Montgomery’s decision to sit out a season did not happen overnight. She began thinking about what to do on May 25, the day George Floyd was murdered by Minniapoils police.

“It was an eye-opening experience,” she said of the murder and the demonstrations that followed. “Everyone felt a call to action and it wasn’t just America, you saw protests all over the world.”


“I just feel the need to say something and do something,” she said. “I have nephews that are 6-foot-4 and 6-foot-5. It’s scary for me when they get pulled over by the cops. So I feel like I’m speaking out as a protective aunt, sister, and mom.”

Montgomery’s mother, Bertlela, also played a part in influencing the basketball star. Bertlela taught as a professor for more than 30 years. She was an activist when she was in school and even organized a walk out as a student.


“Generationally, we’re experiencing the same thing,” Bertlela told her daughter. “But this time is very different.”

“That was the most impactful thing,” she told Deadspin.

The conversation motivated Renee to make sure she does whatever she needs to do to keep the momentum of social activism going.


As for specific social justice reforms, Montgomery wants to focus on voting rights in her home state, Georgia, first.

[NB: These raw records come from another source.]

PR #2554, opened 2026-06-09
docs: clarify storage-detaching applies to both machine and K8s charms

### LINKED ISSUE #2257: Improve guidance about storage-detaching event
In [How to manage storage](https://documentation.ubuntu.com/ops/latest/howto/manage-storage/#handle-storage-detaching) we have a section called "Handle storage detaching".

We should clarify whether this section applies to machine charms, K8s charms, or both.

Juju only supports manually detaching storage for machine charms. If you try `juju detach-storage` for a K8s charm, you'll get an error:

> ERROR Juju command "detach-storage" not supported on container models

However, I don't think this means it's pointless to observe the storage-detaching event in a K8s charm. You might still want to observe the event so that you can clean up storage during the teardown phase.

tonyandrewmeyer:
I double-checked the items in the issue against Juju 3.6.23. A minimal `ops` charm observed `storage-attached`, `storage-detaching`, `stop`, and `remove` and logged each event.

| Claim | Verified | Evidence |
|---|---|---|
| Machine: `juju detach-storage` emits `storage-detaching` | yes | `STORAGE-TEST: storage-detaching event for /var/lib/storage-test/data/3` |
| Machine: `juju remove-storage` emits `storage-detaching` | yes | `STORAGE-TEST: storage-detaching event for /var/lib/storage-test/data/4` (requires `--force` while attached) |
| Machine: emitted during unit teardown | yes | `data/5` storage-detaching fired before `stop`/`remove` on `juju remove-application --destroy-storage` |
| K8s: `juju detach-storage` returns `ERROR Juju command "detach-storage" not supported on container models` (verbatim) | yes | Returned exactly that string |
| K8s: `storage-detaching` fires during unit teardown | yes | `data/0` storage-detaching fired before `stop`/`remove` on `juju remove-application --destroy-storage` |

[Preview](https://canonical-ubuntu-documentation-library--2554.com.readthedocs.build/ops/2554/howto/manage-storage/#handle-storage-detaching)

Fixes #2257


tonyandrewmeyer:
3.10 failures are unrelated (as one would hope for a docs PR). Will be fixed by another PR and rebasing will fix here.

docs/howto/manage-storage.md
```diff
@@ -166,6 +166,12 @@ Alternatively, use {external+charmlibs:class}`pathops.ContainerPath` to access `
 
 ## Handle storage detaching
 
+This section applies to both machine and Kubernetes charms.
+
+For a machine charm, Juju emits a storage-detaching event whenever attached storage is being released: when a user runs `juju detach-storage` (or `juju remove-storage --force`), and during unit teardown. Observing the event lets the charm release resources cleanly before the storage goes away.
+
+For a Kubernetes charm, `juju detach-storage` isn't supported (it returns `ERROR Juju command "detach-storage" not supported on container models`), so storage is only detached during unit teardown, and cleanup can be done in the `stop` or `remove` events.
```
james-garner-canonical: WDYT about frontloading the common info + recommendation, and then mentioning the difference?
```suggestion
Juju emits a `storage-detaching` event whenever attached storage is being released. This is emitted during unit teardown for both machine and Kubernetes charms. Observe this event to cleanly release resources before the storage goes away.

On machine charms only, `storage-detaching` is also emitted when a user runs `juju detach-storage` (this command isn't currently supported for Kubernetes).
```

I'm not clear on what we're aiming to convey beyond this with the 'cleanup can be done in the `stop` or `remove` events` bit for Kubernetes. I've dropped it in the suggestion, but maybe it should instead be expanded on?

tonyandrewmeyer: >  I'm not clear on what we're aiming to convey beyond this with the 'cleanup can be done in the `stop` or `remove` events` bit for Kubernetes. I've dropped it in the suggestion, but maybe it should instead be expanded on?

It's a modified version of a suggestion in the issue. The issue suggests saying that storage-detaching can be used for cleanup in K8s, so is still useful there even though you only get it in teardown, since storage lifetime is tied to the life of the container. David doesn't remember the source of that suggestion.

I don't agree with that suggestion. I don't see any benefit in doing storage tidying in storage-detaching on K8s rather than in stop or remove. So I added the version in the PR.

Another way of handling this would be to focus the events specifically on machines, and a small comment mentioning that they happen on K8s but are not generally useful, and why.

dwilding: I think it would be easier to explain if we lead with this being about storage cleanup, rather than storage detachment.

The first part of the doc is organised into a machine section and a K8s section. How about adding a subsection in both sections called "Clean up storage".

The machine version could talk about `storage-detaching` and how it's emitted on demand and on teardown.

The K8s version could essentially be a recommendation to handle storage cleanup in `stop` or `remove`, as there's no on-demand way to request storage detachment. I think it's fine to mention `storage-detaching` here, but emphasise that we don't recommend observing it in K8s charms.

james-garner-canonical: Why don't we recommend observing `storage-detaching` in K8s charms? Because you should put all your cleanup logic in `stop` and/or `remove` and assume storage will be detached afterwards (and hasn't been already)?

james-garner-canonical: David's suggestion sounds reasonable to me. My suggestion should be ignored if we don't recommend `storage-detaching` for K8s charms.

tonyandrewmeyer: > Why don't we recommend observing `storage-detaching` in K8s charms? Because you should put all your cleanup logic in `stop` and/or `remove` and assume storage will be detached afterwards (and hasn't been already)?

Well, the issue said we *should* recommend it. I talked to David about it last week (because he opened the issue) arguing that since you get the storage detached at the same time (more or less) as stop/remove, why would you bother doing it separately. Like I would do all my setup in pebble-ready, not storage-attached.

If you feel observing storage-detached is better, I'm happy to hear the argument.

james-garner-canonical: I suppose an argument in favour of observing it would be to reduce differences between substrates. I don't know how substrate specific the non-observing code would be, which might change things, though the charm could always do K8s/machine specific helpers.

That said, maybe we don't really know what the right recommendation is here? At least I'm not convinced we should be recommending *avoiding* observing this event in K8s charms.

tonyandrewmeyer: I'm ok being more neutral. My concern was more recommending *for* using storage-detached. I still don't see any benefit, though. I'll do the change David suggested too.

james-garner-canonical (approved):
Looks good!

docs/howto/manage-storage.md
```diff
@@ -86,6 +86,30 @@ self.model.storages.request('cache', 2)  # Request two more instances.
...
+
+In the `src/charm.py` file, in the `__init__` function of your charm, set up an observer for the detaching event associated with your storage and pair that with an event handler. For example:
+
+```python
+framework.observe(
+    self.on['cache'].storage_detaching, self._on_storage_detaching
+)
+```
+
+Now, in the body of the charm definition, define the event handler, or adjust an existing holistic one. For example, to warn users that data won't be cached:
```
dwilding:
```suggestion
Now, in the body of the charm class, define the event handler, or adjust an existing holistic one. For example, to warn users that data won't be cached:
```

docs/howto/manage-storage.md
```diff
@@ -164,29 +188,11 @@ charm_cache_root = pathops.LocalPath(charm_cache_path)
...
-Now, in the body of the charm definition, define the event handler, or adjust an existing holistic one. For example, to warn users that data won't be cached:
-
-```python
-def _on_storage_detaching(self, event: ops.StorageDetachingEvent):
-    """Handle the storage being detached."""
-    self.unit.status = ops.ActiveStatus(
-        'Caching disabled; provide storage to boost performance'
-    )
-```
+On Kubernetes, `juju detach-storage` isn't supported, so storage is only detached during unit teardown. Juju emits a [storage-detaching](ops.StorageDetachingEvent) event during teardown, along with the other teardown events, like `stop` and `remove`.
```
dwilding:
```suggestion
On Kubernetes, `juju detach-storage` isn't supported, so storage is only detached during unit teardown. Juju emits a [storage-detaching](ops.StorageDetachingEvent) event during teardown, along with `stop`, `remove`, and other teardown events.
```

dwilding (approved):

“We need to make sure that what happened [in the primary] doesn’t happen again.” Georgia has a history of voter discrimination, which was on full display last Tuesday. “People had to sit, bring chairs, wait five plus hours and, and some people left. That’s a problem. So I would think the first thing to really focus on is educating people on who your local politicians are, who to vote for and why you need to vote.”


Three days ago, Montgomery spoke to her coach, Nicki Collen, who supported Montgomery and her decision to step away from the court.

Just last week Montgomery was given another painful reminder about the need for her to act when Rayshard Brooks, a 27-year-old black man, was killed by police outside an Atlanta Wendy’s.


Without Montgomery, the Dream are still slated to play a 22-game season in a Florida bubble this summer. But she is not the first WNBA player to sit out for reasons pertaining to social justice.

Maya Moore, Montgomery’s teammate in college and the pros, took a two-year hiatus from basketball in her prime to advocate for the release of Johnathan Irons from prison. Moore believed Irons was falsely accused of burglary and assault. In March, Moore and her advocacy efforts helped overturn Iron’s prison conviction.


He left prison after serving 23 years behind bars.

“It’s exciting to know that there’s other athletes that feel the same way I do,” Montgomery said. “If we combine forces, I think that we can get a lot done.”


Montgomery’s stance also comes as NBA players, like Kyrie Irving and Dwight Howard, question whether or not the NBA should return in the midst of social unrest.

“When I posted [the tweet] today there were other WNBA players who reached out. Big platforms have reached out to show support. So, to me, it really made me relax and know that I’m doing the right thing. Even if people didn’t support it, I still know in my heart, I am doing the right thing.”


And the right thing, according to Montgomery, can’t happen if she plays basketball this year.

“A lot of people wonder why I can’t do both. And if people can do both, that’s great. I just know myself. I’m an all in person. So I just want it to be all in right now social justice reform.”